### Try it
Look through the entries. Copy each line that has the word "Attach".

### Data listing
PR #1014, opened 2019-11-15
Add bugzilla marker in test cases

jilju:
The expected error message is updated
Added bugzilla marker in tests

### DIFF
--- a/tests/manage/pv_services/test_dynamic_pvc_accessmodes_with_reclaim_policies.py
+++ b/tests/manage/pv_services/test_dynamic_pvc_accessmodes_with_reclaim_policies.py
@@ -153,14 +153,18 @@ class BaseDynamicPvc(ManageTest):
             marks=[
                 pytest.mark.polarion_id("OCS-525"),
                 pytest.mark.bugzilla("1751866"),
-                pytest.mark.bugzilla("1750916")]
+                pytest.mark.bugzilla("1750916"),
+                pytest.mark.bugzilla("1772990")
+            ]
         ),
         pytest.param(
             *[constants.CEPHFILESYSTEM, constants.RECLAIM_POLICY_DELETE],
             marks=[
                 pytest.mark.polarion_id("OCS-526"),
                 pytest.mark.bugzilla("1751866"),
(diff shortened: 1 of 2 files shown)


tests/manage/pv_services/test_dynamic_pvc_accessmodes_with_reclaim_policies.py
```diff
@@ -179,7 +183,7 @@ class TestRWODynamicPvc(BaseDynamicPvc):
 
     access_mode = constants.ACCESS_MODE_RWO
     storage_type = 'fs'
-    expected_pod_failure = 'Multi-Attach error for volume'
+    expected_pod_failure = 'MountVolume.MountDevice failed for volume'
```
sidhant-agrawal: The change in error message seems due to effect of the BZ 1772990.
Is the change the failure string needed then?

vasukulkarni: I think we dont need this error change. thanks for pointing out

jilju: The bugzilla 1772990 was raised for cephfilesystem only. RWO is working with cephblockpool. The bugzilla marker is added accordingly.
The error message is changed based on observation. Not sure whether it will be reverted back to the previous message along with the fix for bz  1772990

sidhant-agrawal: AFAIU with the fix for the bz 1772990, Multi-Attach error will be thrown for both RBD and CephFS based RWO PVC.
However I have asked for clarification here: https://bugzilla.redhat.com/show_bug.cgi?id=1772990#c14

jilju: The fix is done for box cephfs and rbd, so the old error message is expected to be back.
https://github.com/rook/rook/pull/4332
Reverted the error message back to previous one.

PR #1023, opened 2019-11-19
Extended waiting_time for alertmanager from 30 to 45 seconds

gklein:


vasukulkarni:
This needs to be root caused, are we sure its the timeout ?

gklein:
I agree we need to understand the root cause here, and I wasn't able to pinpoint it (yet).  I also don't know why we choose to wait 30 seconds for this pod to start.

I can only say that a few seconds after this failure I'v tried to query the pod status and it was in a running state.

So I'm suggesting we try it just so we can eliminate those statistics failures, which also breaks CI once in a while.

I'll try to investigate it further in case I see it again.

PR #1034, opened 2019-11-21
Added AWS IPI production deployment configurations

clacroix12:


clacroix12:
Initial deployment test passed using the 1 AZ config. Second has been kicked off that is using the 3AZ config.

PR #1035, opened 2019-11-21
When initializing set the config to environment set by ocs-ci

vasukulkarni:
Fixes: https://github.com/red-hat-storage/ocs-ci/issues/1036

### DIFF
--- a/ocs_ci/ocs/openshift_ops.py
+++ b/ocs_ci/ocs/openshift_ops.py
@@ -18,7 +18,7 @@ class OCP(object):
 
     """
     def __init__(self):
-
+        config.load_kube_config(config_file=os.getenv('KUBECONFIG'))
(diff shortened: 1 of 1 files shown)


ocs_ci/ocs/openshift_ops.py
```diff
@@ -18,7 +18,7 @@ class OCP(object):
 
     """
     def __init__(self):
-
+        config.load_kube_config(config_file=os.getenv('KUBECONFIG'))
```
petr-balogh: We have this path also available in our config: config.RUN['kubeconfig_location'] but I don't mind to take it also from env var as we expose there at the start of the execution.

ebenahar:
@vasukulkarni Would like to close old PRs, is this one still relevant?

PR #1044, opened 2019-11-22
Increase catalog source wait timeout to 15 minutes

obnoxxx:
Based on the discussion in https://bugzilla.redhat.com/show_bug.cgi?id=1770192

8 minutes may not be enough. According to this:

https://github.com/operator-framework/operator-lifecycle-manager/issues/947
https://github.com/operator-framework/operator-lifecycle-manager/issues/1098
https://github.com/operator-framework/operator-lifecycle-manager/pull/974
https://bugzilla.redhat.com/show_bug.cgi?id=1737081

More than 10 minutes have been seen.
Trying 15 minutes. We may need even more?

### DIFF
--- a/ocs_ci/ocs/resources/catalog_source.py
+++ b/ocs_ci/ocs/resources/catalog_source.py
@@ -108,7 +108,7 @@ class CatalogSource(OCP):
         return False
 
     @retry(ResourceInUnexpectedState, tries=4, delay=5, backoff=1)
-    def wait_for_state(self, state, timeout=480, sleep=5):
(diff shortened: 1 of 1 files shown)


RazTamir:
Actually it will now wait for 1 hour (900 * 4) because of this decorator
@retry(ResourceInUnexpectedState, tries=4, delay=5, backoff=1)

Which have 4 retries

vasukulkarni:
Dont think we need this one then?

clacroix12:
If we do need to wait for longer I suggest we simply increase the retry count instead of changing the duration we wait for.

obnoxxx:
sure

PR #1052, opened 2019-11-25
Fetch reclaim policy from PV instead of getting it from storage class

### LINKED ISSUE #1051: Fetch reclaim policy from PV instead of getting it from storage class
reclaim_policy of class PVC is fetching reclaim policy from storage class. While creating a PV, the reclaim policy will be set as provided in sc. This value can be modified in pv without modifying sc. So the value of reclaim policy has to be obtained from PV itself.

jilju:
Fixes #1051

### DIFF
--- a/ocs_ci/ocs/resources/pvc.py
+++ b/ocs_ci/ocs/resources/pvc.py
@@ -113,21 +113,14 @@ class PVC(OCS):
     @property
     def reclaim_policy(self):
         """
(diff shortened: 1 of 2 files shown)


jilju:
> PR validation [Job UNSTABLE](https://ocs4-jenkins.rhev-ci-vms.eng.rdu2.redhat.com/job/qe-trigger-test-pr/623//testReport) (some or all tests failed).

The result is matching with latest run.

Issue #991, opened 2019-11-12
AWS-UPI doesn't consider Availability zone while deployment


prsurve:
Param used in default_config.yaml

```
ENV_DATA:
  worker_availability_zones:
    - 'us-east-2a'
  master_availability_zones:
    - 'us-east-2a' 
```

https://ocs4-jenkins.rhev-ci-vms.eng.rdu2.redhat.com/job/qe-deploy-ocs-cluster/2089/

![Screenshot (13)](https://user-images.githubusercontent.com/32088367/68677772-ae841300-0582-11ea-82fe-ad49c571d7a5.png)

clacroix12:
This is because we use an external shell script to perform the UPI deployment. If we want to read in the availability zones properly we either need to make a change [here](http://git.app.eng.bos.redhat.com/git/openshift-misc.git/tree/v3-launch-templates/functionality-testing/aos-4_2/hosts/upi_on_aws-install.sh) or move away from using this shell script in favor of our own code that will perform the UPI deployment which reads in the availability zones.

prsurve:
If we change Availability_Zone_Count from the script that will bring up upi env on 1 az setup, Currently UPI for AWS is using just 2 Availability_Zone but not 3 changing [this](http://git.app.eng.bos.redhat.com/git/openshift-misc.git/tree/v3-launch-templates/functionality-testing/aos-4_2/hosts/upi_on_aws-install.sh#n20) will value to 1 or 3 will deploy cluster in a different zone

hnallurv:
Testing on 1 AZ and 3 AZs is top priority for 4.2. Many of our tests are
planned to be executed on these two environments. Fixing this issue will
help us move ahead faster with testing.

clacroix12:
> If we change Availability_Zone_Count from the script that will bring up upi env on 1 az setup, Currently UPI for AWS is using just 2 Availability_Zone but not 3 changing [this](http://git.app.eng.bos.redhat.com/git/openshift-misc.git/tree/v3-launch-templates/functionality-testing/aos-4_2/hosts/upi_on_aws-install.sh#n20) will value to 1 or 3 will deploy cluster in a different zone

[...]

Issue #1030, opened 2019-11-20
AWS-UPI deployment fail for worker with m5.4xlarge


prsurve:
worker create cmd failed with:- An error occurred (ValidationError) when calling the CreateStack operation: Parameter 'WorkerInstanceType' must be one of AllowedValues

cmd:- aws --region us-east-2 cloudformation create-stack --stack-name pratik-42-ocs-13-no0 --template-body file:///tmp/06_cluster_worker_nodes_2019-11-20-15-10-01_0.yaml --parameters ParameterKey=Index,ParameterValue=0 ParameterKey=InfrastructureName,ParameterValue=pratik-42-ocs-13-lhshw ParameterKey=RhcosAmi,ParameterValue=ami-06c85f9d106577272 ParameterKey=IgnitionLocation,ParameterValue=https://api-int.pratik-42-ocs-13.qe.rh-ocs.com:22623/config/worker ParameterKey=Subnet,ParameterValue=subnet-0707d79791122dec4 ParameterKey=WorkerSecurityGroupId,ParameterValue=sg-09dbae4b41477caeb ParameterKey=WorkerInstanceProfileName,ParameterValue=pratik-42-ocs-13-sg-WorkerInstanceProfile-1EQ6LCRLTWIT7 ParameterKey=WorkerInstanceType,ParameterValue=m5.4xlarge --capabilities CAPABILITY_NAMED_IAM

m5.4xlarge Instance type is not included in AllowedValues in worker_cloudformation_templates
template link [here](http://git.host.prod.eng.bos.redhat.com/git/openshift-misc.git/tree/v3-launch-templates/functionality-testing/aos-4_2/hosts/upi_on_aws-cloudformation-templates/06_cluster_worker_node.yaml#n37l)

vavuthu:
@clacroix12 , I almost submitted PR for this issue and I see issue is assigned to you. let me know if you if you are occupied with high priority work.

clacroix12:
@vavuthu I have a local change that passed testing so I was going to push my branch and create a PR, however I seem to be hitting authentication issues for gerrit. Not sure why as I've pushed branches to this repo before. If I'm unable to resolve this please feel free to open the PR yourself. It was a very small change, I just added `m5.4xlarge` to the `AllowedValues` list in the worker template.

clacroix12:
PR opened here: https://code.engineering.redhat.com/gerrit/#/c/187031/

clacroix12:
[...]

PR #1057, opened 2019-11-25
Add support to pass availability zone count to aws upi script

clacroix12:
Fixes: #991 

### DIFF
--- a/ocs_ci/deployment/aws.py
+++ b/ocs_ci/deployment/aws.py
@@ -291,18 +291,23 @@ class AWSUPI(AWSBase):
             upi_env_vars = {
                 'INSTANCE_NAME_PREFIX': config.ENV_DATA['cluster_name'],
                 'AWS_REGION': config.ENV_DATA['region'],
-                'rhcos_ami': config.ENV_DATA['rhcos_ami'],
+                'rhcos_ami': config.ENV_DATA.get('rhcos_ami'),
                 'route53_domain_name': config.ENV_DATA['base_domain'],
                 'vm_type_masters': config.ENV_DATA['master_instance_type'],
                 'vm_type_workers': config.ENV_DATA['worker_instance_type'],
-                'num_workers': str(config.ENV_DATA['worker_replicas'])
+                'num_workers': str(config.ENV_DATA['worker_replicas']),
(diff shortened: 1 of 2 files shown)


ocs_ci/deployment/aws.py
```diff
@@ -289,20 +289,25 @@ def deploy_prereq(self):
...
             # setup necessary env variables
             upi_env_vars = {
-                'INSTANCE_NAME_PREFIX': config.ENV_DATA['cluster_name'],
-                'AWS_REGION': config.ENV_DATA['region'],
-                'rhcos_ami': config.ENV_DATA['rhcos_ami'],
-                'route53_domain_name': config.ENV_DATA['base_domain'],
-                'vm_type_masters': config.ENV_DATA['master_instance_type'],
-                'vm_type_workers': config.ENV_DATA['worker_instance_type'],
-                'num_workers': str(config.ENV_DATA['worker_replicas'])
+                'INSTANCE_NAME_PREFIX': config.ENV_DATA.get('cluster_name'),
```
petr-balogh: If some of those variables are mandatory I would not use get function as than the job will continue and you will have None values set on the places you don't probably want if mandatory parameters. So if some of those parameters are mandatory for UPI I would keep old logic just accessing data by key as it will directly fail here at the start with clear error what is missing to be passed in the config.

clacroix12: If they are truly mandatory the shell script is performing checks for them first thing so functionally it should be fine. However, the output from our code is easier to read than the output of the script so I'll revert some of these and only use `.get()` where necessary.

prsurve:
ocs-ci Jenkins job will fail because of m5.4xlarge is not included in AllowedValues of cloud formation templates for worker_node I already created an issue #1030

clacroix12:
> ocs-ci Jenkins job will fail because of m5.4xlarge is not included in AllowedValues of cloud formation templates for worker_node I already created an issue #1030

Yeah, this is apparently because we are automatically assuming AWS IPI with the PR test job. See the cluster conf:

Screen Shot 2019-11-27 at 10 37 07 AM

I'll raise an issue regarding this to see if we can allow for AWS UPI PR testing. In the meantime I will execute and verify locally that the AWS UPI deployment is working as intended with these changes.

Issue #1138, opened 2019-12-08
Fix mon leftover from test_add_capacity


RazTamir:

RazTamir:
the issue is being analyzed from ocs-ci results for OCS_Downstream_4-2_tier1-AWS-IPI (BUILD ID: rc2 RUN ID: 1575680073)

PR #1142, opened 2019-12-08
Fix mon as a leftover from add node and capacity test cases

RazTamir:
Run them last

Fixes: #1138


ebenahar:
@RazTamir Looks like the tests are being executed in alphabetic order and the name starts in the name of the root dir (tests/). So, for example, in order to have the cluster expansion test cases run last, we'll need to change their dir to be under /tests/z/manage/cluster/nodes/cluster_expension... (notice the 'z' dir)/

Found this solution which could be good - https://pytest-ordering.readthedocs.io/en/develop/

vasukulkarni:
> https://pytest-ordering.readthedocs.io/en/develop/

@ebenahar I think we should keep that ordering complexity out of ocs-ci, I understand how that ordering works, but i find it neither intuitive to follow nor easily maintainable with growing number of tests and trying to do ordering that way.

We assumed our tests are independent with each other(with fixtures setting up and tearing down the resources they created), I am still not understanding why one test failure should affect another, maybe I am missing the complete issue.

vasukulkarni:
> @RazTamir Looks like the tests are being executed in alphabetic order and the name starts in the name of the root dir (tests/). So, for example, in order to have the cluster expansion test cases run last, we'll need to change their dir to be under /tests/z/manage/cluster/nodes/cluster_expension... (notice the 'z' dir).
> 
> Found this solution which could be good - https://pytest-ordering.readthedocs.io/en/develop/

I read some more in the email thread, I see why its required

vasukulkarni:
I read some more in the mail thread and understand the issue now.

vasukulkarni:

### Reply
-    expected_pod_failure = 'Multi-Attach error for volume'
sidhant-agrawal: AFAIU with the fix for the bz 1772990, Multi-Attach error will be thrown for both RBD and CephFS based RWO PVC.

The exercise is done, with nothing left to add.